A quelques semaines d'intervalle, j'ai lu deux romans traitant quasiment du même sujet: la vie d'un célèbre mathématicien. Quel contraste! Autant
François Henri Désérable m'avait enthousiasmé par son "Evariste" (Evariste Galois), autant
Yannick Grannec m'a ici plutôt ennuyé.
Kurt Gödel fut un mathématicien logicien autrichien (puis américain) (1906-1978). Sa discipline, très hermétique et proche de la philosophie, est incompréhensible pour le commun des mortels, même pour ceux qui ont une base scientifique solide. Sa vie nous est racontée, les chapitres pairs, par son épouse Adèle. On a du mal à imaginer cet homme obsédé par ses recherches, imperméable à toute chaleur humaine, tomber amoureux de cette danseuse de cabaret. On a plus de mal encore à comprendre qu'Adèle ait passé sa vie aux côtés de ce personnage hyper-égoïste qui ne montrait aucun sentiment pour elle. Elle le soigna au fil des ans, lui qui devenait de plus en plus maniaque, parano, hypocondriaque, dément même en fin de vie.

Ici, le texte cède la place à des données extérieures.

Issue #606, opened 2017-10-20
Disable copying link when password not completed


ericawright:
from #587.

>"When the user clicks the "Require a password" checkbox, the link field is not disabled." --- it should be

And mocks from https://github.com/mozilla/send/issues/587#issuecomment-338167607

Issue #600, opened 2017-10-17
[Enhancement] Unchecking the require password checkbox should also clear the typed password


Softvision-CristinaBadescu:
[Affected versions]:
- Firefox 56 and up

[Affected Platforms]:
- All Windows
- All Mac
- All Linux

[Prerequisites]:
- Open the browser and upload a file to https://send.dev.mozaws.net.

[Steps to reproduce]:
1. Check the require password checkbox and type something in the "Password" field.
2. Uncheck the require password checkbox.
3. Check again the require password checkbox.
4. Observe the "Password" field.

[Expected result]:
- The "Password" field should be cleared and only the placeholder will be displayed after checking again the checkbox.

[Actual result]:
- The "Password" field contains the previously typed password.

[Notes]:
- Here is a screen recording of the actual behavior:
![enhancement send](https://user-images.githubusercontent.com/31244235/31668926-322c15de-b35c-11e7-8609-d8af4cfbaf06.gif)

Softvision-CristinaBadescu:
I can confirm this issue is no longer reproducible on Send dev server, on latest Nightly build 58.0a1 (2017-10/30) using Windows 10 x54, Mac 10.12 and Ubuntu 14.04 x64.

PR #608, opened 2017-10-23
disable copying link when password not completed

ericawright:
select require password, the link and "copy" button get half opacity, and the button is disabled. When the checkbox is deselected or password is submitted the opacity is restored, and button is enabled.

result: 

screen shot 2017-10-23 at 9 55 59 am

Fixes: #606.
Fixes: #600.
Related: #587.

### DIFF
--- a/app/templates/share.js
+++ b/app/templates/share.js
@@ -64,7 +64,9 @@ module.exports = function(state, emit) {
       );
       await delay(2000);
       input.disabled = false;
-      copyBtn.disabled = false;
+      if (!copyBtn.parentNode.classList.contains('wait-password')) {
+        copyBtn.disabled = false;
+      }
       copyBtn.classList.remove('success');
       copyBtn.textContent = state.translate('copyUrlFormButton');
     }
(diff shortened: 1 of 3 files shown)


ericawright:
@clouserw can you find me a re viewer for this please?

wresuolc:
@fzzzy has volunteered.  thanks!

fzzzy:
This looks good. I'd like to figure out how to build and test this locally so I can just verify it does what I think it does.

fzzzy:
This works well, but I did notice one tiny bug. I think it is mostly a nit.

To reproduce, click the copy button, then click the password button while the green checkmark is still visible in the copy button. The copy button will be rendered as faded out, but it will not be disabled and the user will be able to click it to copy the url again.

I think this is because after the `await delay(2000)`, `copyBtn.disabled = false;` is being executed even if the password checkbox is now checked. This is a weird corner case and it is probably fine if it doesn't get fixed.

ericawright:
nit has been fixed, that @fzzzy

Issue #610, opened 2017-10-23
P in "Add Passwords" should be lowercase


sevaan:
The P in the Add Passwords button should be lowercase, to match the casing of the button label above it:

![image](https://user-images.githubusercontent.com/473531/31898623-7f2b852e-b7e7-11e7-8424-f3a9c9bfbf8c.png)

Issue #599, opened 2017-10-17
Password isn't wrapped if it is very long


Softvision-CristinaBadescu:
[Affected versions]:
- Firefox 56 and up

[Affected Platforms]:
- All Windows
- All Mac
- All Linux

[Steps to reproduce]:
1. Open the browser and navigate to https://send.dev.mozaws.net.
2. Upload a file and click on the "Require a password to download this file" checkbox.
3. Type in the "Password" field an excessive number of characters (at least 75 characters) and click on "Add password" button.
4. Observe how the password is displayed.

[Expected result]:
- The password is wrapped.

[Actual result]:
- The password is displayed on a single row.

[Notes]:
- If the password has more that 150 characters, a horizontal scrollbar appears and the password is not wrapped to a second row.
- Here is a screen shot of the issue:
![very long password](https://user-images.githubusercontent.com/31244235/31664968-15832d3e-b350-11e7-9711-7130644abd37.png)

wresuolc:
Lets cap passwords at 64 characters.

Softvision-CristinaBadescu:
I can confirm that this issue is no longer reproducible and the password has a 64 characters limit, on Send dev server, on latest Nightly build 58.0a1 (2017-10-30) using Windows 10 x64, Mac 10.12 and Ubuntu 14.04 x64.

Issue #591, opened 2017-10-12
The added password is wrongly displayed when there are more than two consecutive spaces in it


Softvision-CristinaBadescu:
[Affected versions]:
- Firefox 56 and up

[Affected Platforms]:
- All Windows
- All Mac
- All Linux

[Steps to reproduce]:
1. Open the browser and navigate to https://send.dev.mozaws.net.
2. Upload a file and select the "Require a password to download this file" checkbox.
3. Add a password that contains at least two consecutive spaces and observe the displayed password.

[Expected result]:
- All password characters are correctly displayed.

[Actual result]:
- The password is displayed incomplete: only one space is shown.

[Notes]:
- The password should be fully displayed or maybe the space character could be a forbidden character for the password.
- Here is a screen recording of this issue:

![send spaces](https://user-images.githubusercontent.com/31244235/31506997-cf94d09c-af81-11e7-978b-c3a6a6e233b4.gif)

Softvision-CristinaBadescu:
I can confirm that this issue is no longer reproducible on Send dev server, on latest Nightly build 58.0a1 (2017-10-30) using Windows 10 x64, Mac 10.12 and Ubuntu 14.04 x64.

PR #612, opened 2017-10-23
Password UI nits

ericawright:
smaller screens:
screen shot 2017-10-24 at 12 50 34 pm
screen shot 2017-10-24 at 12 50 07 pm

Tested on release versions of Chrome and Firefox

- Turns out HTML just doesn't remember spaces - so need to convert to `&nbsp;` to display passwords with spaces properly.

Fixes: #587.
Fixes: #610.
Fixes: #599.
Fixes: #591.
Fixes: #613.


public/locales/en-US/send.ftl
```diff
@@ -85,5 +85,5 @@ footerLinkPrivacy = Privacy
 footerLinkTerms = Terms
 footerLinkCookies = Cookies
 requirePasswordCheckbox = Require a password to download this file
-addPasswordButton = Add Password
-incorrectPassword = Incorrect password. Try again?
+addPasswordButton = Add password
```
flodolo: It's OK to change case without using a new ID.

public/locales/en-US/send.ftl
```diff
@@ -85,5 +85,5 @@ footerLinkPrivacy = Privacy
...
+incorrectPassword = Incorrect password. Try again.
```
flodolo: Unfortunately [this needs a new string ID](https://developer.mozilla.org/en-US/docs/Mozilla/Localization/Localization_content_best_practices#Changing_existing_strings) if we want locales to update accordingly.

sevaan:
Let's copy the formatting of the URL field, with the field on top and the button below.

public/locales/en-US/send.ftl
ericawright: thank you!

ericawright:
@clouserw can you find a reviewer for this too?

dannycoates:
This looks great, thanks @ericawright! 👍

PR #624, opened 2017-10-31
set a default MIME type in file metadata

### LINKED ISSUE #620: Set a default MIME type in metadata?
I'm not aware of any problems this is causing (noticed by chance), but if I upload a file that does not have an extension then the "type" field in the (encrypted) metadata is empty.

Server version: 5211339
Browser: Firefox 52.4.0 (64-bit) on Debian

https://github.com/mozilla/send/blob/52113395db7ffd8c2b25804908743d68bfe8f0e5/app/fileSender.js#L195-L197

I added `|| 'application/octet-stream'` to L197 in https://github.com/ehuggett/send/commit/58555a6b85f90d8fbff0781d6bda9b7d43cbe906, and when uploading files with names that do not have an extension this "default" MIME type was used instead

ehuggett:
fixes #620 

Summary: file.type can be empty (such as when the filename has no extension) , provide a default value to use should this happen when collecting the file metadata

### DIFF
--- a/app/fileSender.js
+++ b/app/fileSender.js
@@ -194,7 +194,7 @@ export default class FileSender extends Nanobus {
         JSON.stringify({
           iv: arrayToB64(this.iv),
           name: this.file.name,
-          type: this.file.type
+          type: this.file.type || 'application/octet-stream'
         })
       )
     );


dannycoates:
Thank you @ehuggett 😄

PR #961, opened 2018-10-04
gitignore update- add lock file

maddhruv:


dannycoates:
I'd prefer to leave editor specific ignores out of our .gitignore. I recommend adding this globally to your environment. For example: https://help.github.com/articles/ignoring-files/#create-a-global-gitignore

PR #966, opened 2018-10-09
Make file download limit changeable in config

jrmedd:
We're testing using Send internally, and needed to customise a few parameters to make it more suitable:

Gödel fréquentait de nombreuses sommités du monde scientifique, qui admirait ses recherches. Il fut ainsi un grand ami d'Einstein, et se réunissait souvent avec lui, Oppenheimer, Pauli et d'autres. Les relations de ces rencontres constituent les parties les plus intéressantes du roman, mais avec un bémol:
Yannick Grannec se limite aux discussions scientifiques et philosophiques, aussi théoriques et absconses que les travaux de Gödel. Seule la personnalité d'Einstein nous est dévoilée: bon vivant, aimant le bien-manger, les femmes, pacifiste aussi qui s'inquiétait des conséquences de leurs découvertes, en particulier de la bombe atomique.
Les chapitres impairs nous ramènent en 1980, après la mort de "Kurtele" . Adèle est en fin de vie dans un hôpital à Princeton. le monde scientifique craignait qu'elle ne brûle, avant de mourir, toutes les notes écrites par son mari. Anna, une documentaliste, est chargée par son institut d'essayer d'amadouer la vieille dame. Elle réussira à établir un véritable lien de tendresse avec Adèle, ce qui sauvera les archives. Cette histoire semble un peu artificielle, mais était sans doute nécessaire pour donner un peu d'air au lecteur entre les chapitres racontant la vie du couple.